[Collected data]
Issue #1087, opened 2015-01-26
"Add a module to a hook" is unusable by most users.


roadster31:
Is it possible to sort hook names in alphabetical order, and also append the hook code in the label, so that one's can find easily the wanted hook directly from the name used in the template ?

Additionally, is there a way to simplify hook creation so that Service ID  and Method names will be automatically guessed or retrieved from module configuration ? Most users are unable to find these informations, as watching the source code seems the only way to get the Method Name, and reading XML the only way to get a service ID (whis is not, in the config file a "service" ID, but a "hook" ID).

Maybe some additional module configuration will help ?

roadster31:
An additional PR will be done to simplify hook creation.

PR #1089, opened 2015-01-26
Adding/updating a module hook is now working

roadster31:
This PR fixes creation and update of a module hook, and offers a better hook select menu in create and update Module Hook (#1087)


core/lib/Thelia/Form/ModuleHookCreationForm.php
```diff
@@ -19,6 +19,7 @@
 use Thelia\Core\Translation\Translator;
 use Thelia\Model\Hook;
 use Thelia\Model\HookQuery;
+use Thelia\Model\Map\HookI18nTableMap;
```
lunika: this is class is never used.

roadster31: Fixed.

PR #1096, opened 2015-01-27
Images may be zoomed before crop, to match required image size

roadster31:
This feature is enabled by setting the new Image loop `allow_zoom` parameter to 1. This parameter is off by default.


lunika:
can you update the changelog please ?

Thanks

lunika:
and after you have to rebase your branch, it's not possible to merge it right now.

Thanks

PR #1100, opened 2015-01-29
Throw assets errors when in development mode

roadster31:
When in development mode, an exception is thrown when an error occurs when processing assets, thus helping to diagnose missing files, LESS syntax errors, and the like.

In production mode, nothing changes.

A LESS syntax error

image 685

Missing asset : 

image 686


lunika:
:+1: Thanks

PR #1109, opened 2015-01-30
New module_config smarty function

roadster31:
This PR adds a new Smarty function `module_config`, to get the value of a module's configuration parameter. This parameter should be stored in the ModuleConfig table.

Usage example : 

```smarty
{module_config module="carousel" key="autostart"}
```
The useless plugin TheliaSyntax has been removed.


lunika:
Thanks :+1: 

Would be great if you prepare the documentation for this nes feature <3

PR #1119, opened 2015-02-02
Add exit after header to stop the script. Fix #538

### LINKED ISSUE #538: Exception in the install process if the admin passwords don't match
In end.php, if the admin passwords don't match, the following error occurs : 

`ErrorException: Warning: Cannot modify header information - headers already sent by (output started at /homepages/7/d221652477/htdocs/thyno/web/install/header.php:58) in /homepages/7/d221652477/htdocs/thyno/web/install/end.php line 27`

lovenunu:


lovenunu:
To complete this PR, we could add an ```ob_start();``` in header.php, before everything, and an ```ob_flush();``` in footer.php. That would prevent any "header already sent" problem, don't you think ? @lunika @roadster31

roadster31:
Yes.

lovenunu:
@lunika Finished && rebased

PR #1124, opened 2015-02-03
fix placeholder for phone and cellphone

gillesbourgeat:
Hello,

The PR is for fix placeholder phone and cellphone in tpl BO customer-edit.html


lunika:
Thanks !

PR #2042, opened 2016-03-14
Avoid having too many results in the backoffice search page

gillesbourgeat:
This pull request fix to 25 the number of search results by type to avoid too long loading times or of memory overflow.

### DIFF
--- a/templates/backOffice/default/search.html
+++ b/templates/backOffice/default/search.html
@@ -8,6 +8,18 @@
 {block name="main-content"}
 {$searchTerm = {$smarty.get.search_term|trim}}
 
+{capture name="more_results"}
+    <tr>
+        <td colspan="99">
+            <div class="alert alert-info text-center">
+                {intl l="More results are available."}
+                <br/>
+                {intl l="Please refine your search to see the other results."}
+            </div>
+        </td>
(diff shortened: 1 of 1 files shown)


roadster31:
Is it possible to add a notice when more than 25 results are available ?

gillesbourgeat:
@roadster31 This requires making additional queries that are very greedy in this page.
Why not, an under search that allowing of paginate the results of a type if the number of results returned by the loop is equals 25.
This under search is accessed by a link under the search of the first list.
This feature will be for Thelia 2.4.

roadster31:
@gillesbourgeat to achieve this without additional queries, limit the loop to 26 instead of 25, hide the 26th result with a Smarty test, and check if ($LOOP_COUNT > 25).

gillesbourgeat:
@roadster31 ok, but for now there will be just a message and not a link allowing paginate the search.

roadster31:
Sure. This is just a workaround to the lack of pagination, to warn the user that only the first 25 results are displayed.

gillesbourgeat:
@roadster31 Done ! This suits your ?

roadster31:
Wonderful :heart:

PR #2047, opened 2016-03-16
Template variables are now available in hook methods

roadster31:
This PR makes the variables of the template from which the hook is called available to Hook methods, using two new methods of `BaseHookRenderEvent` : 
- `getTemplateVariable()` to get the value of a template variable,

▸ YOUR GOAL:
Nothing in the records above may be left out when you repeat them exactly.

▸ EXPECTED OUTPUT:
Issue #1087, opened 2015-01-26
"Add a module to a hook" is unusable by most users.


roadster31:
Is it possible to sort hook names in alphabetical order, and also append the hook code in the label, so that one's can find easily the wanted hook directly from the name used in the template ?

Additionally, is there a way to simplify hook creation so that Service ID  and Method names will be automatically guessed or retrieved from module configuration ? Most users are unable to find these informations, as watching the source code seems the only way to get the Method Name, and reading XML the only way to get a service ID (whis is not, in the config file a "service" ID, but a "hook" ID).

Maybe some additional module configuration will help ?

roadster31:
An additional PR will be done to simplify hook creation.

PR #1089, opened 2015-01-26
Adding/updating a module hook is now working

roadster31:
This PR fixes creation and update of a module hook, and offers a better hook select menu in create and update Module Hook (#1087)


core/lib/Thelia/Form/ModuleHookCreationForm.php
```diff
@@ -19,6 +19,7 @@
 use Thelia\Core\Translation\Translator;
 use Thelia\Model\Hook;
 use Thelia\Model\HookQuery;
+use Thelia\Model\Map\HookI18nTableMap;
```
lunika: this is class is never used.

roadster31: Fixed.

PR #1096, opened 2015-01-27
Images may be zoomed before crop, to match required image size

roadster31:
This feature is enabled by setting the new Image loop `allow_zoom` parameter to 1. This parameter is off by default.


lunika:
can you update the changelog please ?

Thanks

lunika:
and after you have to rebase your branch, it's not possible to merge it right now.

Thanks

PR #1100, opened 2015-01-29
Throw assets errors when in development mode

roadster31:
When in development mode, an exception is thrown when an error occurs when processing assets, thus helping to diagnose missing files, LESS syntax errors, and the like.

In production mode, nothing changes.

A LESS syntax error

image 685

Missing asset : 

image 686


lunika:
:+1: Thanks

PR #1109, opened 2015-01-30
New module_config smarty function

roadster31:
This PR adds a new Smarty function `module_config`, to get the value of a module's configuration parameter. This parameter should be stored in the ModuleConfig table.

Usage example : 

```smarty
{module_config module="carousel" key="autostart"}
```
The useless plugin TheliaSyntax has been removed.


lunika:
Thanks :+1: 

Would be great if you prepare the documentation for this nes feature <3

PR #1119, opened 2015-02-02
Add exit after header to stop the script. Fix #538

### LINKED ISSUE #538: Exception in the install process if the admin passwords don't match
In end.php, if the admin passwords don't match, the following error occurs : 

`ErrorException: Warning: Cannot modify header information - headers already sent by (output started at /homepages/7/d221652477/htdocs/thyno/web/install/header.php:58) in /homepages/7/d221652477/htdocs/thyno/web/install/end.php line 27`

lovenunu:


lovenunu:
To complete this PR, we could add an ```ob_start();``` in header.php, before everything, and an ```ob_flush();``` in footer.php. That would prevent any "header already sent" problem, don't you think ? @lunika @roadster31

roadster31:
Yes.

lovenunu:
@lunika Finished && rebased

PR #1124, opened 2015-02-03
fix placeholder for phone and cellphone

gillesbourgeat:
Hello,

The PR is for fix placeholder phone and cellphone in tpl BO customer-edit.html


lunika:
Thanks !

PR #2042, opened 2016-03-14
Avoid having too many results in the backoffice search page

gillesbourgeat:
This pull request fix to 25 the number of search results by type to avoid too long loading times or of memory overflow.

### DIFF
--- a/templates/backOffice/default/search.html
+++ b/templates/backOffice/default/search.html
@@ -8,6 +8,18 @@
 {block name="main-content"}
 {$searchTerm = {$smarty.get.search_term|trim}}
 
+{capture name="more_results"}
+    <tr>
+        <td colspan="99">
+            <div class="alert alert-info text-center">
+                {intl l="More results are available."}
+                <br/>
+                {intl l="Please refine your search to see the other results."}
+            </div>
+        </td>
(diff shortened: 1 of 1 files shown)


roadster31:
Is it possible to add a notice when more than 25 results are available ?

gillesbourgeat:
@roadster31 This requires making additional queries that are very greedy in this page.
Why not, an under search that allowing of paginate the results of a type if the number of results returned by the loop is equals 25.
This under search is accessed by a link under the search of the first list.
This feature will be for Thelia 2.4.

roadster31:
@gillesbourgeat to achieve this without additional queries, limit the loop to 26 instead of 25, hide the 26th result with a Smarty test, and check if ($LOOP_COUNT > 25).

gillesbourgeat:
@roadster31 ok, but for now there will be just a message and not a link allowing paginate the search.

roadster31:
Sure. This is just a workaround to the lack of pagination, to warn the user that only the first 25 results are displayed.

gillesbourgeat:
@roadster31 Done ! This suits your ?

roadster31:
Wonderful :heart:

PR #2047, opened 2016-03-16
Template variables are now available in hook methods

roadster31:
This PR makes the variables of the template from which the hook is called available to Hook methods, using two new methods of `BaseHookRenderEvent` : 
- `getTemplateVariable()` to get the value of a template variable,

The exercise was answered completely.